| Stored data entries |
Segment Open

PR #2444, opened 2022-01-14
Implementation of CS3 Lock API for EOS storage driver

gmgigi96:


glpatcern (changes requested):
A few changes here and there, let's discuss them later

pkg/storage/utils/eosfs/eosfs.go
```diff
@@ -537,22 +543,248 @@ func (fs *eosfs) UnsetArbitraryMetadata(ctx context.Context, ref *provider.Refer
...
+	}
+	if l1.AppName != "" || l2.AppName != "" {
+		same = l1.AppName == l2.AppName
+	}
+	return same
 }
 
 // Unlock removes an existing lock from the given reference
 func (fs *eosfs) Unlock(ctx context.Context, ref *provider.Reference) error {
-	return errtypes.NotSupported("unimplemented")
```
butonic, line 555: AFAICT we should change the signature to 
```
func (fs *eosfs) Unlock(ctx context.Context, ref *provider.Reference, lock *provider.Lock) error {
```
as we have to send a matching lockid to unlock a resource

gmgigi96: Thanks, that's true. I will change the code

pkg/storage/utils/eosfs/eosfs.go
```diff
@@ -537,22 +543,257 @@ func (fs *eosfs) UnsetArbitraryMetadata(ctx context.Context, ref *provider.Refer
...
+		Type: UserAttr,
+		Key:  LockKeyAttr,
+		Val:  encodedLock,
+	}
+
+	return fs.c.SetAttr(ctx, auth, attr, false, false, path)
+}
+
+func sameHolder(l1, l2 *provider.Lock) bool {
+	same := true
```
glpatcern, line 745:
```suggestion
	same := false
```

pkg/storage/utils/eosfs/eosfs.go
```diff
@@ -537,22 +543,257 @@ func (fs *eosfs) UnsetArbitraryMetadata(ctx context.Context, ref *provider.Refer
...
+		}
+	}
+
+	user, err := getUser(ctx)
+	if err != nil {
+		return errors.Wrap(err, "eosfs: error getting user")
+	}
+
+	// check if the user hold the old lock
+	if oldLock.User != nil && !utils.UserEqual(oldLock.User, user.Id) {
```
glpatcern, line 699: Given that you have the `sameHolder()` check just below, this is redundant actually

pkg/storage/utils/eosfs/eosfs.go
```diff
@@ -1843,10 +2084,10 @@ func (fs *eosfs) convert(ctx context.Context, eosFileInfo *eosclient.FileInfo) (
 		}
 	}
 
-	// filter 'sys' attrs
+	// filter 'sys' attrs and key attr
```
glpatcern, line 2087:
```suggestion
	// filter 'sys' attrs and the reserved lock key attr
```

pkg/storage/utils/eosfs/eosfs.go
```diff
@@ -487,7 +493,7 @@ func (fs *eosfs) SetArbitraryMetadata(ctx context.Context, ref *provider.Referen
```
glpatcern, line 493: We need to add a check to reject `k == LockKeyAttr`

glpatcern (changes requested):
Looks good, a couple of minor changes follow...

pkg/storage/utils/eosfs/eosfs.go
gmgigi96: Why false? Because the user and appname in the lock are optional, and must be checked if not empty, if they are either empty or nil, they have the same "holder" (i.e. no one)

glpatcern: ah right, forget that then! Let me double check that we enforce somewhere that either the user or the appname are set on `SetLock`...

pkg/storage/utils/eosfs/eosfs.go
```diff
@@ -537,22 +547,300 @@ func (fs *eosfs) UnsetArbitraryMetadata(ctx context.Context, ref *provider.Refer
...
+	if err != nil {
+		return errors.Wrap(err, "eosfs: cannot check if user has write access on resource")
+	}
+	if !has {
+		return errtypes.BadRequest("user has not write access on resource")
+	}
+
+	// the user in the lock could differ from the user in the context
+	// in that case, also the user in the lock MUST have the write permission
+	if !utils.UserEqual(user.Id, l.User) {
```
glpatcern, line 626:
```suggestion
	if l.User != nil && !utils.UserEqual(user.Id, l.User) {
```

glpatcern (approved):
We tested this patch with WOPI (cs3org/wopiserver#51) and it all works. More tests are needed on the WOPI side but ~~this PR can be merged now~~.

Edit: following recent discussions, we're going to mimic more closely the behavior of the decomposedfs implementation, in particular in terms of checking for expired locks, and we'll ease the interoperability with EOS' `flock` support.

glpatcern:
Adding a reference to https://github.com/cs3org/reva/pull/2582 for the lock implementation: we may want to look at it in the future to address the known race conditions.

glpatcern:
Going forward, the eos driver implementation will be based on 3 xattrs:

`sys.reva.lock.payload` = a base64-encoded JSON with the lock payload but excluding `type` and `expiration`
`sys.reva.lock.expiration` = the Unix time when the lock expires
`sys.reva.lock.type` = an integer representing the lock type according to https://cs3org.github.io/cs3apis/#cs3.storage.provider.v1beta1.LockType

The assumption is that EOS will check `sys.reva.lock.expiration` and `sys.reva.lock.type` when handling `flock` FUSE operations.

We're going to target the lazy deletion of expired locks similarly to the decomposedFS driver, but for the time being we don't address the race conditions due to rm-after-check or set-after-check cases (to be done using some EOS primitives later on). Also, for now we focus on `WRITE` locks only in order to support the WOPI use cases.

glpatcern (approved):
We have tested this now and it all works fine. Some caveats to be addressed in future PRs:
* Race conditions exist in some cases, and once EOS provides an endpoint to `flock` a file they will be fixed.
* Attributes are currently stored on the version folder, but this can be reverted once the propagation of xattrs across versions is implemented in EOS (work in progress). This affects _all_ xattrs, not just the locks.

Given that, the PR can be merged.

Once we reconcile with the edge branch, we could factorize out some common logic out of the `decomposedfs` and `eosfs` storage providers.

labkode (approved):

Segment Closed

| Requirement |
Each line that holds the string "access" is to be copied from the entries above.

| Output for this exercise |
+		return errors.Wrap(err, "eosfs: cannot check if user has write access on resource")
+		return errtypes.BadRequest("user has not write access on resource")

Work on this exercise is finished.